He strolled out into the road and swept a wary eye up and down it. Except for a medium-sized boy, with a bias towards stoutness, it was empty. Not without relief, Mr. Foster turned towards his own front garden. It was then that the medium-sized boy, who had been regarding him with stolid intentness, spoke to him.

“I say,” said the boy, “are you Mr. Foster?”

Mr. Foster turned back again. “Yes? Do you want me, my boy?”

“I read about you in The Courier,” said the boy.

Mr. Foster brightened. He was all in favour of people who had read about him in The Courier; he was still more in favour of those of them who came to gaze upon him as if he were a local curiosity. “You did, did you?” said Mr. Foster genially. “Well, and what did you think about it all?”

“Jolly fine. Ripping murder, wasn’t it?” The newcomer spoke a trifle absently; his eyes were fixed on Mr. Foster’s nose. Drawing nearer, he scrutinised that organ with careful attention. “I say,” he continued, “have you ever broken your nose?”

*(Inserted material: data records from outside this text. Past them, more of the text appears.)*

PR #49, opened 2020-11-30
Create progress entry on first launch

kwunkiuma:
Add a new method to check if a given entry exists in the progress table and executes the uspCreateProgressRecord_V3 stored procedure if the entry doesn't exist.

The stored procedure has a few checks and doesn't insert the entry if any fail. This will be logged but the program will still try to run GetProgress method so this has been kept as QueryFirstOrDefault to prevent crashing if the entry wasn't added.

Ran and passed all unit tests and manually tested on Firefox, "Current Activities" will show newly enrolled courses.

### DIFF
--- a/DigitalLearningSolutions.Data.Tests/Services/CourseContentServiceTests.cs
+++ b/DigitalLearningSolutions.Data.Tests/Services/CourseContentServiceTests.cs
@@ -173,17 +173,20 @@
             const int centreId = 53;
             var initialDoesProgressExist = courseContentTestHelper.DoesProgressExist(candidateId, customisationId);
 
-            // When
-            var result = courseContentService.GetOrCreateProgressId(candidateId, customisationId, centreId);
+            using (new TransactionScope())
+            {
+                // When
+                var result = courseContentService.GetOrCreateProgressId(candidateId, customisationId, centreId);
 
-            // Then
-            initialDoesProgressExist.Should().BeTrue();
-            const int expectedProgressId = 10;
-            result.Should().Be(expectedProgressId);
+                // Then
+                initialDoesProgressExist.Should().BeTrue();
+                const int expectedProgressId = 10;
+                result.Should().Be(expectedProgressId);
+            }
         }
 
         [Test]
-        public void Insert_new_progress_should_insert_progress()
+        public void Get_or_create_progress_id_should_insert_new_progress_if_does_not_exist()
         {
             // Given
             const int candidateId = 187251;
@@ -195,12 +198,12 @@
             {
                 // When
                 var progressId = courseContentService.GetOrCreateProgressId(candidateId, customisationId, centreId);
-                var result = courseContentTestHelper.DoesProgressExist(candidateId, customisationId);
+                var isProgressAdded = courseContentTestHelper.DoesProgressExist(candidateId, customisationId);
 
                 //Then
                 progressId.Should().NotBeNull();
                 initialDoesProgressExist.Should().BeFalse();
-                result.Should().BeTrue();
+                isProgressAdded.Should().BeTrue();
             }
         }
 
--- a/DigitalLearningSolutions.Data.Tests/Services/CourseContentServiceTests.cs
+++ b/DigitalLearningSolutions.Data.Tests/Services/CourseContentServiceTests.cs
@@ -165,46 +165,21 @@
         }
 
         [Test]
-        public void Get_progress_id_should_return_progress_id()
+        public void Get_existing_progress_id_should_return_progress_id()
         {
             // Given
             const int candidateId = 9;
             const int customisationId = 259;
+            const int centreId = 53;
+            var initialDoesProgressExist = courseContentTestHelper.DoesProgressExist(candidateId, customisationId);
 
             // When
-            var result = courseContentService.GetProgressId(candidateId, customisationId);
+            var result = courseContentService.GetOrCreateProgressId(candidateId, customisationId, centreId);
 
             // Then
+            initialDoesProgressExist.Should().BeTrue();
             const int expectedProgressId = 10;
             result.Should().Be(expectedProgressId);
-        }
-
-        [Test]
-        public void Does_progress_exist_returns_true_for_existing_progress()
-        {
-            // Given
-            const int candidateId = 9;
-            const int customisationId = 259;
-
-            // When
-            var result = courseContentService.DoesProgressExist(candidateId, customisationId);
-
-            // Then
-            result.Should().BeTrue();
-        }
-
-        [Test]
-        public void Does_progress_exist_returns_false_for_non_existing_progress()
-        {
-            // Given
-            const int candidateId = 123;
-            const int customisationId = 123;
-
-            // When
-            var result = courseContentService.DoesProgressExist(candidateId, customisationId);
-
-            // Then
-            result.Should().BeFalse();
         }
 
         [Test]
@@ -214,15 +189,16 @@
             const int candidateId = 187251;
             const int customisationId = 17468;
             const int centreId = 549;
-            var initialDoesProgressExist = courseContentService.DoesProgressExist(candidateId, customisationId);
+            var initialDoesProgressExist = courseContentTestHelper.DoesProgressExist(candidateId, customisationId);
 
             using (new TransactionScope())
             {
                 // When
-                courseContentService.InsertNewProgress(candidateId, customisationId, centreId);
-                var result = courseContentService.DoesProgressExist(candidateId, customisationId);
+                var progressId = courseContentService.GetOrCreateProgressId(candidateId, customisationId, centreId);
+                var result = courseContentTestHelper.DoesProgressExist(candidateId, customisationId);
 
                 //Then
+                progressId.Should().NotBeNull();
                 initialDoesProgressExist.Should().BeFalse();
                 result.Should().BeTrue();
             }
@@ -361,7 +337,6 @@
         {
             // Given
             const int progressId = 10;
-            var initialSubmittedTime = courseContentTestHelper.GetSubmittedTime(progressId);
 
             using (new TransactionScope())
             {
--- a/DigitalLearningSolutions.Data.Tests/Services/CourseContentServiceTests.cs
+++ b/DigitalLearningSolutions.Data.Tests/Services/CourseContentServiceTests.cs
@@ -180,6 +180,55 @@
         }
 
         [Test]
+        public void Does_progress_exist_returns_true_for_existing_progress()
+        {
+            // Given
+            const int candidateId = 9;
+            const int customisationId = 259;
+
+            // When
+            var result = courseContentService.DoesProgressExist(candidateId, customisationId);
+
+            // Then
+            result.Should().BeTrue();
+        }
+
+        [Test]
+        public void Does_progress_exist_returns_false_for_non_existing_progress()
+        {
+            // Given
+            const int candidateId = 123;
+            const int customisationId = 123;
+
+            // When
+            var result = courseContentService.DoesProgressExist(candidateId, customisationId);
+
+            // Then
+            result.Should().BeFalse();
+        }
+
+        [Test]
+        public void Insert_new_progress_should_insert_progress()
+        {
+            // Given
+            const int candidateId = 187251;
+            const int customisationId = 17468;
+            const int centreId = 549;
+            var initialDoesProgressExist = courseContentService.DoesProgressExist(candidateId, customisationId);
+
+            using (new TransactionScope())
+            {
+                // When
+                courseContentService.InsertNewProgress(candidateId, customisationId, centreId);
+                var result = courseContentService.DoesProgressExist(candidateId, customisationId);
+
+                //Then
+                initialDoesProgressExist.Should().BeFalse();
+                result.Should().BeTrue();
+            }
+        }
+
+        [Test]
         public void Update_progress_should_not_increment_login_count_if_no_new_session()
         {
             // Given
--- a/DigitalLearningSolutions.Data.Tests/Services/CourseContentServiceTests.cs
+++ b/DigitalLearningSolutions.Data.Tests/Services/CourseContentServiceTests.cs
@@ -165,7 +165,7 @@
         }
 
         [Test]
-        public void Get_existing_progress_id_should_return_progress_id()
+        public void Get_or_create_progress_id_should_return_progress_id_if_exists()
         {
             // Given
             const int candidateId = 9;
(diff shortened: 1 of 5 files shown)


DigitalLearningSolutions.Data/Services/CourseContentService.cs
```diff
@@ -80,18 +82,67 @@ GROUP BY
...
                         WHERE CandidateID = @candidateId
-                          AND CustomisationID = @customisationId",
+                          AND CustomisationID = @customisationId
+                          AND SystemRefreshed = 0
+                          AND RemovedDate IS NULL",
                 new { candidateId, customisationId }
             );
         }
 
+        public void InsertNewProgress(int candidateId, int customisationId, int centreId)
```
FridaTveit, line 111: I wouldn't expect this to be three different public methods. I think there should be one public method to GetProcessId (could be renamed to GetOrCreateProgressId to be clear) which will return an existing one or create a new one 🙂

DigitalLearningSolutions.Data/Services/CourseContentService.cs
```diff
@@ -80,18 +82,67 @@ GROUP BY
...
+                          AND SystemRefreshed = 0
+                          AND RemovedDate IS NULL",
+                new { candidateId, customisationId }
+            ).Any();
+        }
+
         public int GetProgressId(int candidateId, int customisationId)
         {
-            // TODO HEEDLS-202: change QueryFirstOrDefault to creating progress record if not found
             return connection.QueryFirstOrDefault<int>(
```
FridaTveit, line 100: As commented before we should not use QueryFirstOrDefault. This will return progress id 0 if a progress id can't be found which is not what we want.

DigitalLearningSolutions.Data/Services/CourseContentService.cs
```diff
@@ -80,18 +82,67 @@ GROUP BY
...
+                    EnrollmentMethodID = 1,
+                    EnrolledByAdminID = 0
+                },
+                commandType: CommandType.StoredProcedure
+            );
+
+            switch (errorCode)
+            {
+                case 1:
+                    logger.LogWarning(
```
FridaTveit, line 129: These should all be errors 🙂

DigitalLearningSolutions.Data/Services/CourseContentService.cs
```diff
@@ -80,18 +82,67 @@ GROUP BY
...
+                case 100:
+                    logger.LogWarning(
+                        "Not enrolled candidate on course as customisation id doesn't match centre id. " +
+                        $"Candidate id: {candidateId}, customisation id: {customisationId}, centreId{centreId}");
+                    break;
+                case 101:
+                    logger.LogWarning(
+                        "Not enrolled candidate on course as candidate id doesn't match centre id. " +
+                        $"Candidate id: {candidateId}, customisation id: {customisationId}, centreId{centreId}");
+                    break;
```
FridaTveit, line 142: We probably want a default case as well, I'd expect the IDE to warn you about that?

FridaTveit (commented):
A few comments, let me know if  you have any questions 🙂

DigitalLearningSolutions.Data/Services/CourseContentService.cs
kwunkiuma: The IDE doesn't give any warnings, we don't expect to obtain any error codes that aren't listed so I didn't think we needed to define it. Should I include it just in case?

FridaTveit: I'm pretty sure there'll be a small green squigly line under the switch keyword, at least there is when I try it. Yes you should have a default case because the stored procedure may be modified 🙂

DigitalLearningSolutions.Data.Tests/Services/CourseContentServiceTests.cs
```diff
@@ -165,20 +165,45 @@ public void Get_course_content_of_unstarted_course_without_learning_should_retur
...
         {
             // Given
             const int candidateId = 9;
             const int customisationId = 259;
+            const int centreId = 53;
+            var initialDoesProgressExist = courseContentTestHelper.DoesProgressExist(candidateId, customisationId);
 
             // When
-            var result = courseContentService.GetProgressId(candidateId, customisationId);
+            var result = courseContentService.GetOrCreateProgressId(candidateId, customisationId, centreId);
```
FridaTveit, line 177: This can now make changes to the db so should be inside transaction scope 🙂

DigitalLearningSolutions.Data.Tests/Services/CourseContentServiceTests.cs
```diff
@@ -165,20 +165,45 @@ public void Get_course_content_of_unstarted_course_without_learning_should_retur
...
 
             // Then
+            initialDoesProgressExist.Should().BeTrue();
             const int expectedProgressId = 10;
             result.Should().Be(expectedProgressId);
         }
 
+        [Test]
+        public void Insert_new_progress_should_insert_progress()
```
FridaTveit, line 186: This doesn't explain which method is being tested 🙂

DigitalLearningSolutions.Data.Tests/Services/CourseContentServiceTests.cs
```diff
@@ -165,20 +165,45 @@ public void Get_course_content_of_unstarted_course_without_learning_should_retur
...
+            const int candidateId = 187251;
+            const int customisationId = 17468;
+            const int centreId = 549;
+            var initialDoesProgressExist = courseContentTestHelper.DoesProgressExist(candidateId, customisationId);
+
+            using (new TransactionScope())
+            {
+                // When
+                var progressId = courseContentService.GetOrCreateProgressId(candidateId, customisationId, centreId);
+                var result = courseContentTestHelper.DoesProgressExist(candidateId, customisationId);
```
FridaTveit, line 198: This isn't a very descriptive name, as it isn't really the "result" 🙂

DigitalLearningSolutions.Data/Services/CourseContentService.cs
```diff
@@ -80,18 +80,55 @@ GROUP BY
...
+        public int? GetOrCreateProgressId(int candidateId, int customisationId, int centreId)
         {
-            // TODO HEEDLS-202: change QueryFirstOrDefault to creating progress record if not found
-            return connection.QueryFirstOrDefault<int>(
-                @"SELECT ProgressId
-                        FROM Progress
-                        WHERE CandidateID = @candidateId
-                          AND CustomisationID = @customisationId",
-                new { candidateId, customisationId }
+            if (DoesProgressExist(candidateId, customisationId))
```
FridaTveit, line 85: You don't really need this as a separate check. You can just get the progress id and check if it's null 🙂

DigitalLearningSolutions.Data/Services/CourseContentService.cs
```diff
@@ -80,18 +80,55 @@ GROUP BY
...
+            {
+                return GetProgressId(candidateId, customisationId);
+            }
+
+            var errorCode = connection.QueryFirst<int>(
```
FridaTveit, line 90: Do you need `QueryFirst`? Would just `Query` work? 🙂

DigitalLearningSolutions.Data/Services/CourseContentService.cs
```diff
@@ -80,18 +80,55 @@ GROUP BY
...
-        }
 
+            switch (errorCode)
+            {
+                case 0:
+                    return GetProgressId(candidateId, customisationId);
+                case 1:
+                    logger.LogError(
+                        "Not enrolled candidate on course as progress already exists. " +
+                        $"Candidate id: {candidateId}, customisation id: {customisationId}, centreId{centreId}");
```
FridaTveit, line 110: Should have colon and space after centre id

DigitalLearningSolutions.Data/Services/CourseContentService.cs
```diff
@@ -80,18 +80,55 @@ GROUP BY
...
+                    break;
+                case 101:
+                    logger.LogError(
+                        "Not enrolled candidate on course as candidate id doesn't match centre id. " +
+                        $"Candidate id: {candidateId}, customisation id: {customisationId}, centreId{centreId}");
+                    break;
+                default:
+                    logger.LogError(
+                        "Not enrolled candidate on course as stored procedure failed. " +
+                        $"Candidate id: {candidateId}, customisation id: {customisationId}, centreId{centreId}");
```
FridaTveit, line 125: Probably worth also logging the error code and noting in the message that it's an unknown error code

DigitalLearningSolutions.Data/Services/CourseContentService.cs
```diff
@@ -119,5 +156,31 @@ public void UpdateProgress(int progressId)
...
+                          AND CustomisationID = @customisationId
+                          AND SystemRefreshed = 0
+                          AND RemovedDate IS NULL",
+                new { candidateId, customisationId }
+            ).Any();
+        }
+
+        private int GetProgressId(int candidateId, int customisationId)
+        {
+            return connection.QueryFirst<int>(
```
FridaTveit, line 175: Won't this throw an exception if there's no progress id?

DigitalLearningSolutions.Web.Tests/Controllers/LearningMenu/LearningMenuControllerTests.cs
```diff
@@ -128,7 +141,20 @@ public void Index_invalid_customisation_id_should_not_update_login_and_duration(
             controller.Index(CustomisationId);
 
             // Then
-            A.CallTo(() => courseContentService.GetProgressId(A<int>._, A<int>._)).MustNotHaveHappened();
+            A.CallTo(() => courseContentService.GetOrCreateProgressId(A<int>._, A<int>._, A<int>._)).MustNotHaveHappened();
```
FridaTveit, line 144: No need to test this here as it's already being covered by your other test 🙂

DigitalLearningSolutions.Web/Controllers/LearningMenuController/LearningMenuController.cs
```diff
@@ -36,8 +36,14 @@ public IActionResult Index(int customisationId)
                 return RedirectToAction("StatusCode", "LearningSolutions", new { code = 404 });
             }
 
-            var progressId = courseContentService.GetProgressId(User.GetCandidateId(), customisationId);
-            courseContentService.UpdateProgress(progressId);
+            var progressId = courseContentService.GetOrCreateProgressId(User.GetCandidateId(), customisationId, User.GetCentreId().Value);
```
FridaTveit, line 39: You should handle cetre id being null. Can the stored procedure handle the centre id being null?

DigitalLearningSolutions.Web/Controllers/LearningMenuController/LearningMenuController.cs
```diff
@@ -36,8 +36,14 @@ public IActionResult Index(int customisationId)
                 return RedirectToAction("StatusCode", "LearningSolutions", new { code = 404 });
             }
 
-            var progressId = courseContentService.GetProgressId(User.GetCandidateId(), customisationId);
-            courseContentService.UpdateProgress(progressId);
+            var progressId = courseContentService.GetOrCreateProgressId(User.GetCandidateId(), customisationId, User.GetCentreId().Value);
+
+            if (progressId == null)
+            {
```
FridaTveit, line 42: Worth logging an error here I think 🙂

FridaTveit (commented):
A few comments, let me know if you have any questions 🙂

DigitalLearningSolutions.Data/Services/CourseContentService.cs
kwunkiuma: Query returns IEnumerable<int> even though it's guaranteed to only return one value.

DigitalLearningSolutions.Data/Services/CourseContentService.cs
kwunkiuma: The method is currently only called after DoesProgressExist but if we change it to return int? like suggested above then I can put it in a try catch.

DigitalLearningSolutions.Data/Services/CourseContentService.cs
FridaTveit: Ah fair enough, this is fine then 🙂

DigitalLearningSolutions.Web/Controllers/LearningMenuController/LearningMenuController.cs
kwunkiuma: The service should have already logged the error, should I log it again?

FridaTveit: Yes I think it's worth it so there's a nice trace of errors in the logs. Something like "Redirecting to 500 as no progress id returned for user ..." 🙂 We should probably add a similar log when we're redirecting to 404 actually

kwunkiuma:
Forgot to refactor DoesProgressExist, will do that soon.

DigitalLearningSolutions.Web/Controllers/LearningMenuController/LearningMenuController.cs
```diff
@@ -30,16 +30,23 @@ ICourseContentService courseContentService
...
         {
             var courseContent = courseContentService.GetCourseContent(User.GetCandidateId(), customisationId);
+            var centreId = User.GetCentreId();
 
-            if (courseContent == null)
+            if (courseContent == null || centreId == null)
             {
+                logger.LogError(
+                    "Redirecting to 404 as course/centre id was not found. " +
+                    $"Candidate id: {User.GetCandidateId()}, customisation id: {customisationId}");
```
FridaTveit, line 39: Should include the centre id in this log

FridaTveit (commented):
A couple of comments and as you spotted the DoesProgressExist method still needs to be removed 🙂

DigitalLearningSolutions.Data.Tests/Services/CourseContentServiceTests.cs
```diff
@@ -165,18 +165,46 @@ public void Get_course_content_of_unstarted_course_without_learning_should_retur
         }
 
         [Test]
-        public void Get_progress_id_should_return_progress_id()
+        public void Get_existing_progress_id_should_return_progress_id()
```
FridaTveit, line 168: This name is slightly inconsistent with the one below 🙂

DigitalLearningSolutions.Data/Services/CourseContentService.cs
```diff
@@ -119,5 +159,25 @@ public void UpdateProgress(int progressId)
                 );
             }
         }
+
+        public int? GetProgressId(int candidateId, int customisationId)
```
FridaTveit, line 163: This should be private 🙂

FridaTveit (commented):
A couple of minor things, otherwise looks good 🙂

FridaTveit (approved):
Looks good 🙂

PR #50, opened 2020-11-30
HEEDLS-207 Fix layout for long titles on narrow screens

benjimarshall:
## Changes
Normally service names are links in a header, where the link covers the
NHS logo and the text. It doesn't make sense for the text to be a link
here, but keep the same layout by using the CSS classes in a `<div>`
instead of on the `<a>` tag.

## Testing
Tested using Chrome, Firefox, Edge and IE11, all using narrow viewports and large zooms. Tested on Chrome and IE11 using a screenreader. The only cases when the header layout breaks down (menu button overlapping text mainly) are for extremely narrow viewports combined with large zooms. In these cases it occurs in exactly the same way for other NHS pages (tested with [this one](https://service-manual.nhs.uk/design-system/components) mainly), so none of the changes we have made have changed this behaviour. 

### Using a 1920p wide viewport, 100% zoom
large_desktop_header

### Using a 1920p wide viewport, 300% zoom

Mr. Foster brightened still more. The story of his nose’s rupture was a good one and its telling never palled; and here was an ideal audience for it. Schoolboy, boxing…. The two of them were obviously going to be great chums. Of course he mustn’t keep that poor girl waiting, but perhaps just a couple of minutes….

“Yes,” he said, and did not notice the slight start performed by his audience. “It was at Beanhurst College, where I was at school. We used to have an annual boxing tournament at the end of each winter term, and I had entered for——”

“I say, were you at Beanhurst?” interrupted his audience in a voice of incredible scorn.

Unfortunately a voice of incredible scorn sounds very much like a voice of incredible awe (if you do not believe this, address yourself absent-mindedly in a voice of incredible scorn and see whether your opinion of yourself does not immediately rise). With his customary complacency Mr. Foster read into this one the latter interpretation.